** Opening Record excerpts block **
PR #18, opened 2020-05-24
CI: Break out dependency creation into workflow steps

PatTheMav:
### Description
- Adds version-dependent caching to all steps
- Adds Python script to create build scripts from workflows (PyYAML)
- Adds Qt as separate job in workflow with caching
- Add qtbase performance patch for QT 5.14.1 on macOS
- Adds action to push updated build scripts on workflow update
- Adds automatic release creation with created artifacts when commit is tagged

*Important note*: GitHub Actions runners have [zstd](https://facebook.github.io/zstd/) preinstalled which leads to a nasty surprise when building OBS, as the build system uses Qt's `rss` tool which is linked against `zstd` when compiled on CI. That's why it needs to be unlinked before building Qt.

Once this is merged to master, we should test the generated deps once to check if this has indeed been fixed. The caching makes this a bit tricky as the cache will contain "broken" pre-compiled builds, in that case I'll add a revision string to cache keys.

### Motivation and Context
These changes move the whole build process into Github Action workflows and require changes in this place only. When the main workflow is changed, a second workflow will pick up the event and create/update the build scripts and commits those changes back into the repository.

This also allows "pinning" of custom and/or patched Qt versions for dependencies and will only require re-compilation on version changes (cached runs take ~1.5 minutes).

### How Has This Been Tested?
* Script creation tested locally
* Created dependencies used to build/package/run OBS

### Types of changes

### Checklist:


PatTheMav:
So apparently xiph runs their stuff on Oregon State's servers and they have connectivity issues right now - might require manually restarting jobs to get all green builds. I'd advise waiting for the Qt build to be cached before doing that.. 😉

PatTheMav:
I also have a small update ready to apply https://github.com/obsproject/obs-deps/pull/16 to this PR, will force-push it later today.

RytoEX:
I confess that I don't understand the benefit of rewriting the build system this way.  All I can see from this is that we would have to change the GitHub Actions yaml files to be able to generate a build script, and this would add two dependencies (Python 3 and PyYAML) just to build the scripts so that we can build our dependencies, at least on macOS (I'm not sure if these also become required for cross-compiling Windows dependencies on Linux).

Would you please describe the expected workflow for a developer wanting to change the scripts to build new dependencies?  What benefits does this provide?

PatTheMav:
As I understand it the repository serves to build and host pre-built dependencies for common OBS builds, so building the dependencies locally is not a common use case (if it would, the lack of a public build script for the Windows dependencies would be a bigger issue, which it doesn't seem to be).

So version management and artifact generation become the primary use cases for this repository and as such those are the ones that should be made easier.

By moving the dependency composition entirely into workflow configuration it's decoupled from build scripts themselves, by separating each dependency into its own workflow step they are decoupled from other dependencies (with the exception of `ffmpeg` which requires them), which also allows caching on CI (which isn't possible with one big script), and by generating the scripts on CI upon tagging a version there is always a "stable" variant of build script+dependency configuration on the master branch.

The dependency on Python and `pyyaml` is entirely optional as a working version of the scripts will exist on the master branch once a version is tagged and those can of course be tweaked for local testing, but the actual changes need to be made to the workflow (as the main purpose of the repo is not to deliver a build script but to deliver a built dependency artifact).

(It's fine if my idea of purpose doesn't match the one of the project - it's not my decision anyway. The PR also doesn't remove the current build script, I just find it more cumbersome to manage a big script file vs. a descriptive `yml` file).

PatTheMav:
With Homebrew deprecating formula installation via URL, I've migrated Swig into the pre-built dependencies as well. This will require a minor change to the Swig Cmake module in OBS itself, but that can be adapted if this PR is merged (as the macOS build system needs to be updated there as well).

DDRBoxman:
I think putting CI first makes sense, and being able to generate scripts that can be local is a good compromise.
** Closing Record excerpts block **
What you have to do:
Repeat the entries verbatim through the line with "These changes move".

Exercise answer:
PR #18, opened 2020-05-24
CI: Break out dependency creation into workflow steps

PatTheMav:
### Description
- Adds version-dependent caching to all steps
- Adds Python script to create build scripts from workflows (PyYAML)
- Adds Qt as separate job in workflow with caching
- Add qtbase performance patch for QT 5.14.1 on macOS
- Adds action to push updated build scripts on workflow update
- Adds automatic release creation with created artifacts when commit is tagged

*Important note*: GitHub Actions runners have [zstd](https://facebook.github.io/zstd/) preinstalled which leads to a nasty surprise when building OBS, as the build system uses Qt's `rss` tool which is linked against `zstd` when compiled on CI. That's why it needs to be unlinked before building Qt.

Once this is merged to master, we should test the generated deps once to check if this has indeed been fixed. The caching makes this a bit tricky as the cache will contain "broken" pre-compiled builds, in that case I'll add a revision string to cache keys.

### Motivation and Context
These changes move the whole build process into Github Action workflows and require changes in this place only. When the main workflow is changed, a second workflow will pick up the event and create/update the build scripts and commits those changes back into the repository.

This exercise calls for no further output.